Background: Chin implants are the most common form of aesthetic facial augmentation of which a wide variety of styles and sizes exist. Such a large selection of chin implant options would lead one to believe that almost any type of chin reshaping option is possible. But the reality is that the available chin implant options work well under three specific circumstances, 1) the amount of augmentation is not excessive in size (under 10mm), 2) the desired direction of augmentation is horizontal and 3) the desired chin shape is round or somewhat square.
Many surgeons when faced with an atypical chin implant shape request naturally look at standard implants to try and make them work. While there is merit in that approach there are limitations as to how effective that can be. These limits are largely based on the surgeon’s experience with modifying by hand existing chin implants and their experience with screw fixation of them. Trying to take a standard implant shape and put it in an unstable position on the bone are circumstances that have a high rate of aesthetic failure/asymmetries.
One unique circumstance for a chin implant is a secondary augmentation after a prior sliding genioplasty. When improving the shape of the chin after a sliding genioplasty consideration must be given to correction of the bony defects along the back end of the prior osteotomy. This combined with a specific shape request may make it an unobtainable result with a standard chin implant.
Case Study: This female had prior chin surgeries that consisted of a sliding genieplasty followed by the placement of a large anatomic chin implant. Her goal was to have more narrow and tapered chin shape. Instead she got a round and asymmetric chin shape. A 3D CT scan showed a malpositioned chin implant hanging off of the bone that elongated her chin and was shifted to one side.
Using a 3D CT scan a custom chin implant design was done using the positive information from the existing chin implant. (amount of horizontal projection) as well as its negative effects. (vertical elongation, round shape, asymmetry, inadequate posterior jawline coverage)
Comparing the indwelling implant vs the custom design shows the significant differences in the shape and effect. The v-shape may look extreme but to overcome the thick soft tissue chin pad an implant’s design must often need to be exaggerated.
Through her existing submental incision the old chin implant was removed. Comparing the two implant shapes side by side was as significant as seeing it on the design file.
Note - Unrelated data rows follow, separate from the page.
PR #73, opened 2018-04-12
Scaling group and scaling drivers

achimnol:
Let's implement policy-based scalers and scaling groups.

Concept:
* On clouds
  - Agents are assigned instance metadata describing their scaling group.
  - The scaling driver of each group runs its own auto-scaling policy and algorithm. It may be a proxy of vendor-specific auto-scaling APIs.
  - The scaling driver may be a proxy of other container orchestration framework such as Kubernetes.
* On premise
  - The default policy is "fixed".
  - Let's the users be able to provide their own plugins for external batch job schedulers such as:
    - https://github.com/IBMSpectrumComputing/lsf-python-api
    - http://www.adaptivecomputing.com/products/torque/
    - http://www.arc.ox.ac.uk/content/torque-job-scheduler
    - etc.

Policy options:
* image auto-update
  - on/off
  - update check interval
* agent auto-update
  - on/off
  - idle wait time after last kernel termination on agent
* container termination policy
  - auto-terminate after specified idle time / persistent
* external agents
  - on/off
  - public key (external agents should provide the auth message encrypted using its own private key)
  - limit (max number of allowed external agents)

Batch job functions:
* Get the job list and their status
* Submit a job (input + output + program + resource spec)
  - `JobSpecAdaptor`
* Get the cluster node list
* Get/set the scheduler configurations
* (Optional) Cancel / interrupt a job

Related:
* lablup/backend.ai-agent#5 — container termination policy (idle / persistent / etc.)
* lablup/backend.ai-agent#39 — on/off option for self-autoupgrade
* https://github.com/lablup/backend.ai-agent/projects/2 — on/off option and auth config to accept external agents


Zeniuus:
I think I need some more time to design interfaces. Please wait for my PR review request through offline.

achimnol:
* I agree with you that the scaler should be executed before the scheduler for the same single event.

We also need to consider some corner cases like this:

* A session creation request may demand a resource specification *impossible to schedule* with current hardware configurations *even after scaling out.* For instance, when we use only one type of GPU instances having 1.0 GPU share for each, allocating 1.5 GPU share for a single-container session is impossible no matter how many instances the scaler adds.
* In this case, we should let the user (client) know the request is impossible to schedule without waiting for the pending-queue timeout.

Zeniuus:
Suggestion: I think `AbstractScalingDriver` contains two separate parts: scaling logic and vendor-specific implementation. For instance, `scale_out` and `get_scale_out_info` are independent of which vendor is used, and `add_agents` and `get_ami_id` are independent of scaling logic.

So, I think it is good to separate AbstractScalingDriver into AbstractScalingDriver and VenderScalingDriverMixin. Is it seemed to be over-engineering?

achimnol:
At first I thought it would be sufficient to have vendor-specific implementation and the scaling logic together. But I think if you can separate two, then it is much better to do so!

Zeniuus:
I have a doubt about total separation of `AbstractScalingDriver` and `AbstractJobScheduler`.

Consider the following case. `AbstractJobScheduler` implements a policy that assigns kernels with no GPU usage to only t2.2xlarge instances, never to p2.xlarge instances, to minimize the usage of expensive p2.xlarge instance, whereas `AbstractScalingDriver` determines to scale out when the total sum of resources of any type of agents is insufficient to deal with all pending `SessionCreationRequest`s. And currently, there is an only one p2.xlarge instance with no session.

In this case, if session creation request with no GPU usage comes in, then `AbstractScalingDriver` would not scale out because there are enough CPU resource shares in the p2.xlarge instance, and `AbstractJobScheduler` would not schedule the request since there is no t2.2xlarge instance. So every CPU-only kernels will be pending infinitely.

But adding a method like `calc_required_instances` to `AbstractJobScheduler` does not seem to be right since detail logic of how to scale out/in is the responsibility of `AbstractScalingDriver`.

Do you have any idea for this issue?

achimnol:
> I have a doubt about total separation of `AbstractScalingDriver` and `AbstractJobScheduler`.
> 
> Consider the following case. `AbstractJobScheduler` implements a policy that assigns kernels with no GPU usage to only t2.2xlarge instances, never to p2.xlarge instances, to minimize the usage of expensive p2.xlarge instance, whereas `AbstractScalingDriver` determines to scale out when the total sum of resources of any type of agents is insufficient to deal with all pending `SessionCreationRequest`s. And currently, there is an only one p2.xlarge instance with no session.
> 
> In this case, if session creation request with no GPU usage comes in, then `AbstractScalingDriver` would not scale out because there are enough CPU resource shares in the p2.xlarge instance, and `AbstractJobScheduler` would not schedule the request since there is no t2.2xlarge instance. So every CPU-only kernels will be pending infinitely.

Good catch for yet another corner case!

> But adding a method like `calc_required_instances` to `AbstractJobScheduler` does not seem to be right since detail logic of how to scale out/in is the responsibility of `AbstractScalingDriver`.
> 
> Do you have any idea for this issue?

There are many potential ways to resolve this issue:

* Strictly treat all resources equivalently, meaning that even CPU-only sessions may be scheduled on GPU instances. ( == There will be no such scheduler you exemplified!)
  - (+) Simple and consistent.
  - (-) We cannot use policies like you have exemplified.
* Annotate each request with "favored" instance type (e.g., "t2" or "p2") when first checked by the scheduler (this may be configuration of either the scheduler or images) and let the scaler to consider them when reading the pending request queue.
  - This way, virtually the list of resource types becomes something like "t2.cpu", "t2.mem", "p2.cpu", "p2.mem", and "p2.cuda" whereas each requests have a subset of those types.
  - (+) No interface changes.
  - (-) A scaler implementation may ignore such annotations since they are just annotations. This means that there is no guarantee of working for arbitrary combination of scheduler/scaler, just like Python's type annotation.
* Integrate the scheduler and scaling driver into one interface.
  - (+) We can do anything with them without unexpected breaking.
  - (-) It may become future obstacles to implement 3rd-party scheduler plugins since they also need to implement the scaling driver part.

Zeniuus:
Thank you for suggesting concrete possible solutions! As long as not wasting time, I'll try to figure out this issue more to find a better solution in aspect of both modularization and stability. I think we can find a good solution... 🤔

Zeniuus:
- To implement minimum prepared shares, I introduced a concept of 'share unit'. AbstractScalingDriver can specify its minimum prepared shares by defining various share unit and its required number. For example, to express 10 CPU + 10 GiB memory, we can define a share unit as 1 CPU + 1 GiB memory and set its required number as 10. You can define many different share unit at the same time to handle different situations, as specified in `BasicScalingDriver.min_prepared_shares`.
- When scaling out, BasicScalingDriver generates `buffer_jobs` to represent minimum prepared shares. The result of scaling out should be able to run both `pending_jobs` and `buffer_jobs`. In this way, BasicScalingDriver can always prepare for spare resources.
- I added a new ADT class, SessionCreationJob, for representing job for a scheduler. It is a just lighter version of SessionCreationRequest. It is useful when creating a 'dummy' jobs such as `buffer_jobs`.

achimnol:
This is now considered replaced with #167.
Adding auto-scaling driver will be done as a separate issue in the futureu.

Issue #53, opened 2017-11-08
API New: User API for Querying Image Metadata


achimnol:
The list of available kernels and their respective metadata should be read from the Backend.AI manager instead of hard-coded in the client-side.

 * [x] Write methods in `ai.backend.gateway.etcd.ConfigServer` to retrieve image metadata.
 * [x] Add a new GraphQL schema type `images`

PR #94, opened 2018-10-08
Feature/image metadata api

Zeniuus:
Pull request for #53.

Currently `ai.backend.gateway.etcd.ConfigServer::get_image_data` returns only image hash, cpu, gpu, memory slots.

Also,
- querying metadata of multiple, specified images (e.g. `name=['image1:tag1, 'image2:tag2', ... ]`)
- `private` optional parameter

are not implemented yet.

Please give me comments about detail spec of this API.

### DIFF
--- a/src/ai/backend/gateway/admin.py
+++ b/src/ai/backend/gateway/admin.py
@@ -135,7 +135,9 @@ class QueryForAdmin(graphene.ObjectType):
         sess_id=graphene.String(required=True),
         status=graphene.String())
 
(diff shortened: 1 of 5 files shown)


achimnol:
Could you update this PR to match with #108?

achimnol:
Replaced with #127 as we decided to make the docker registries as the authorative source of all kernel metadata, while keeping the etcd data as cache. #127 also restructures the etcd values.
So it is no longer possible to apply this PR. 😭 Closing...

The custom implant was placed with positioning assured by the superior extension of the implant between the inferior legs of the existing genioplasty plate. A single self-tapping screw was used for fixation.
The differences in the chin shape from round to more tapered was immediately apparent.
Case Highlights:
1) Trying to make s standard chin implant do what it is not designed to do often leads to undesired effects.
2) A vertically inclined chin augmentation that creates a more v-shaped chin can only be effectively accomplished by a custom chin implant design.
3) Most custom chin implants are best secured by at least one point screw fixation.